New Delhi, April 11 – Aiming to promote electric mobility, the Delhi government on Saturday released its draft Electric Vehicle (EV) Policy 2026 for public feedback, outlining proposals ranging from financial incentives to infrastructure development, according to an official.
The policy mandates that only electric three-wheelers will be registered in Delhi from 2027, and electric two-wheelers from 2028, along with extensive financial incentives, tax exemptions, and infrastructure improvements to encourage the adoption of EVs.
Under the draft policy, financial incentives will be provided for electric two-wheelers in a phased manner, based on battery capacity. Vehicles priced up to Rs 2.25 lakh (excluding factory price) will be eligible for incentives of up to Rs 30,000 in the first year, Rs 20,000 in the second year, and Rs 10,000 in the third year, the official statement said.
Electric three-wheelers (L5M category) will receive incentives of Rs 50,000, Rs 40,000, and Rs 30,000 over three years, while electric four-wheeler goods vehicles (N1 category) will be eligible for incentives of Rs 1 lakh, Rs 75,000, and Rs 50,000 respectively during the same period.
The policy also proposes scrapping incentives to phase out older, polluting vehicles. Benefits include Rs 10,000 for electric two-wheelers, Rs 25,000 for three-wheelers, Rs 1 lakh for non-transport electric cars, and Rs 50,000 for goods vehicles. These incentives will apply to vehicles up to BS-IV standards, subject to conditions such as scrapping certification and timelines.
A dedicated EV fund will be established to finance the policy, drawing on budgetary allocations, central and state schemes, environmental funds, and other sources, the statement said.
The proposed policy, which will remain open for comments until May 10, aims to accelerate the adoption of electric mobility in the national capital through financial incentives, regulatory measures, and infrastructure expansion.
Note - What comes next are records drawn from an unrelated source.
PR #1649, opened 2025-08-28
STCOR-985 correctly implement tenant-selection on init

zburke:
During initialization, derive the tenant via one of the following sources, in order of preference:
1. URL in the `tenant` and `client_id` search params
2. stripes-config in the `config.tenantOptions` object
3. stripes-config in the `okapi` object

Previous implementations ignored option-2, causing tenant to be undefined in Eureka-FOLIO builds where the (deprecated) `okapi` object had been omitted from `stripes.config.js` and a session has not been started, e.g. because the user has not authenticated and is submitting the "Forgot password" form.

Refs [STCOR-985](https://folio-org.atlassian.net/browse/STCOR-985)

### DIFF
--- a/src/loginServices.js
+++ b/src/loginServices.js
@@ -136,15 +136,6 @@ export const getOIDCRedirectUri = (tenant, clientId) => {
   return encodeURIComponent(`${window.location.protocol}//${window.location.host}/oidc-landing?tenant=${tenant}&client_id=${clientId}`);
 };
 
-export const getTenantAndClientIdFromLoginURL = () => {
-  const urlParams = new URLSearchParams(window.location.search);
-
-  return {
-    tenantName: urlParams.get('tenant'),
-    clientId: urlParams.get('client_id'),
-  };
-};
-
 // export config values for storing user locale
 export const userLocaleConfig = {
   'configName': 'localeSettings',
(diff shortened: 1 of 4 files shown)


src/loginServices.js
```diff
@@ -136,12 +136,29 @@ export const getOIDCRedirectUri = (tenant, clientId) => {
...
+  let clientId = urlParams.get('client_id');
+  if (tenant && clientId) {
+    return { tenant, clientId };
+  }
+
+  // derive from stripes.config.js::config::tenantOptions
+  if (stripesConfig.tenantOptions && Object.keys(stripesConfig?.tenantOptions).length === 1) {
+    const key = Object.keys(stripesConfig.tenantOptions)[0];
+    tenant = stripesConfig.tenantOptions[key]?.name;
+    clientId = stripesConfig.tenantOptions[key]?.clientId;
```
JohnC-80, line 152: Maybe a comment with the anticipated shape of the object this is accessing or describing the arbitrary(?) key i.e. `stripesConfig.tenantoptions.foo.name`

JohnC-80 (approved):
LGTM - minor thing

src/loginServices.js
```diff
@@ -136,12 +136,44 @@ export const getOIDCRedirectUri = (tenant, clientId) => {
...
+  // derive from the URL
   const urlParams = new URLSearchParams(window.location.search);
+  let tenant = urlParams.get('tenant');
+  let clientId = urlParams.get('client_id');
+  if (tenant && clientId) {
+    return { tenant, clientId };
+  }
+
+  // derive from stripes.config.js::config::tenantOptions
+  if (stripesConfig.tenantOptions && Object.keys(stripesConfig?.tenantOptions).length === 1) {
```
usavkov-epam, line 164: I think it's safer to use optional chaining here `?.`: this place of code breaks a lot of tests (at least in the ACQ modules).

zburke: Yep, fixed in #1655

PR #1652, opened 2025-09-02
STCOR-986 handle OTP in StrictMode

zburke:
Effects run twice in `<StrictMode>`, but OTP must only happen once; make it so.

This PR changes the way OIDCLanding handles OTP exchange, moving it from an effect (which will run x2 in development when `<StrictMode>` is turned on, which of course we want it to be), [outside the component lifecycle](https://react.dev/learn/synchronizing-with-effects#not-an-effect-initializing-the-application) so it only runs once no matter how many times the component is [mounted/unmounted/remounted in development-mode](https://react.dev/learn/synchronizing-with-effects#how-to-handle-the-effect-firing-twice-in-development).

It may bother you that there is both an event-handler and an effect to handle the same thing, and that's fair. The problem is, there is a race condition between the OTP-exchange request and the component loading, and we want to initialize the session no matter who wins the race:
* if the component loads before the request finishes, then storage will be empty when the effect runs so nothing will happen then 😢 but the event handler will catch the event emitted when the request finally finishes 😍 
* if the request finishes before the component loads, then there won’t be a handler to listen for the event so nothing will happen 😢 but the effect runs when the component mounts and will find the data in storage 😍 

Refs [STCOR-986](https://folio-org.atlassian.net/browse/STCOR-986)

### DIFF
--- a/src/components/OIDCLanding.js
+++ b/src/components/OIDCLanding.js
@@ -1,155 +1,169 @@
-import React, { useEffect, useState } from 'react';
-import { useLocation } from 'react-router-dom';
-import queryString from 'query-string';
+import React, { useEffect, useRef, useState } from 'react';
 import { useStore } from 'react-redux';
-import { FormattedMessage } from 'react-intl';
+import { okapi as okapiConfig, config } from 'stripes-config';
 
 import {
-  Button,
-  Col,
-  Headline,
   Loading,
-  Row,
 } from '@folio/stripes-components';
 
-import OrganizationLogo from './OrganizationLogo';
 import {
+  getLoginTenant,
   getOIDCRedirectUri,
+  getTokenExpiry,
   requestUserWithPerms,
   setTokenExpiry,
   storeLogoutTenant,
 } from '../loginServices';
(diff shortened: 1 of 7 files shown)


JohnC-80 (approved):

src/components/OIDCLanding.js
```diff
@@ -1,155 +1,185 @@
...
+      .catch(e => {
+        // eslint-disable-next-line no-console
+        console.error('@@ Oh, snap, OTP exchange failed!', e);
+        // copy the error into the global otpError
+        otpError = e;
+      });
+  }
+};
+
+exchangeOtp(setTokenExpiry, storeLogoutTenant);
```
NikitaSedyx, line 102: @zburke what is the purpose of calling this function on module level? it's called in tests when at least smth is imported from stripes-core

zburke: These are good points, @NikitaSedyx. This PR solves a real problem, but it does so in a pretty gross way. See PR #1656 to revert this PR. I reopened the ticket and will work on a better approach.

PR #1661, opened 2025-09-30
STCOR-976: Implement async modules loading infrastructure and update related components.

Dmytro-Melnyshyn:
## Purpose
Make `modules` loading asynchronous to prepare for future dynamic module loading capabilities. Currently, `modules` is imported synchronously from `stripes-config` at build time.

## Description
* The `entitlementService.js` is added. The new service provides Promise-based `getModules()` function. Currently wraps static `stripes-config` modules in Promise.
* The `getModules()` is applied in the `ModuleTranslator` provider to share the modules.
* The `getModules()` is also applied in the `App` component; perhaps, it might be worth wrapping the `App` component in `ModuleTranslator`.
* Updated `ResizeContainer`. Modules now appear asynchronously, so we need to recalculate the width of the nav list items not only on mount, but also when updating modules.
* Removed the `withModules` HOC from the `Root` component, since the provider of modules resides below the `Root`, and desn't provide the requested modules. `modules` is now passed down from the parent `App` component, since `modules` is also necessary there.

## Issues
[STCOR-976](https://folio-org.atlassian.net/browse/STCOR-976)

### DIFF
--- a/CHANGELOG.md
+++ b/CHANGELOG.md
@@ -20,6 +20,7 @@
 * Remove `RTR_IS_ROTATING` from local storage before dispatching the `RTR_SUCCESS_EVENT` to correctly determine the `RTR_IS_ROTATING` state in the `rotationHandler` function. Refs STCOR-983.
 * Correctly implement tenant-selection ringdown during application init. Refs STCOR-985.
 * Conform `@apollo/client` init to the v4 API to suppress warnings. Refs STCOR-992.
+* Implement async `modules` loading infrastructure and update related components. Refs STCOR-976.
 
 ## [11.0.0](https://github.com/folio-org/stripes-core/tree/v11.0.0) (2025-02-24)
 [Full Changelog](https://github.com/folio-org/stripes-core/compare/v10.2.0...v11.0.0)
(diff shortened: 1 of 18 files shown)


zburke:
@JohnC-80, I’d appreciate if you can take a look at this too, especially the changes in ResizeContainer. 

I cloned platform-complete and then pinned stripes-core to this branch and everything works perfectly AFAICT 🏆 I’m combing through the update to make sure I understand it all, but so far everything is coming up roses.

JohnC-80 (approved):
Looks good! Very nice work @Dmytro-Melnyshyn!

Dmytro-Melnyshyn:
> Historically, that didn't happen because ModuleTranslator needs access to the IntlProvider that is buried inside App > Root > IntlProvider. Since PR https://github.com/folio-org/stripes-core/pull/1476 / STCOR-851, however, I think we could move IntlProvider up to the top level, and then update it if necessary inside Root when tenant-specific and user-specific settings become available.

@zburke, that's a good point. Moving `IntlProvider` up might be the right approach, but I think it would be better to handle that in a separate ticket since it could introduce breaking changes and would require additional testing. Given that the sprint ends today, I'd suggest merging this PR as is and then tackling that improvement separately. What do you think?

zburke (approved):
This is awesome! Thank you. I appreciate the high-level comments in the PR description that lay out the scope of work completed here, and the potential for future developments.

Chief Minister Rekha Gupta stated that the draft policy, which is intended to be in effect until March 31, 2030, provides a comprehensive framework for promoting clean and sustainable transport in the city.
She explained that the policy combines fiscal support, tax exemptions, infrastructure development, and regulatory measures to encourage adoption.
"The proposed Delhi EV Draft Policy 2026 is a significant step towards establishing a clean, accessible, and sustainable transport system in the capital," the Chief Minister said. "Extensive financial incentives, tax exemptions, mandatory provisions, and infrastructure development have been emphasized to promote electric vehicles in Delhi."
The government has allocated a total budget of Rs 3,954.25 crore for the policy. This includes Rs 1,236.25 crore for purchase incentives, Rs 1,718 crore for scrapping incentives, and Rs 1,000 crore for charging infrastructure development, the statement said.
The proposed expenditure has also been outlined, with Rs 965.5 crore planned for the first year, Rs 1,012.75 crore for the second, Rs 1,231.5 crore for the third, and Rs 744.5 crore for the fourth year.
A key feature of the draft policy is the phased introduction of mandatory electrification. From January 1, 2027, only electric three-wheelers will be permitted for new registrations, and from April 1, 2028, only electric two-wheelers will be registered in Delhi.
The policy also mandates the gradual electrification of school buses, targeting 10 per cent conversion by the end of the second year, 20 per cent by the third year, and 30 per cent by March 2030.
For fleet aggregators, the policy mandates that no conventional ICE vehicles running solely on diesel or petrol will be inducted into the existing fleet from January 2026, while other provisions of the Delhi Motor Vehicle Aggregator and Delivery Service Provider Scheme 2023 will apply.
The government has also proposed prioritizing electric vehicles in its own fleet. All vehicles hired or leased by departments under the Government of NCT of Delhi will be electric, except those granted specific exemptions.
Additionally, all new inter-state buses inducted by the Delhi Transport Corporation and the transport department will be electric, according to a statement.
For the first time, the policy also provides for recycling infrastructure, with the environment department ensuring that vehicle manufacturers (OEMs) and other responsible entities strictly follow the Battery Waste Management Rules, 2022, including proper handling, reporting, and recycling of used batteries under the Extended Producer Responsibility (EPR).
The Delhi Pollution Control Committee (DPCC) will support the establishment of battery collection centres across Delhi through public-private partnerships, making it easier for people to dispose of used batteries.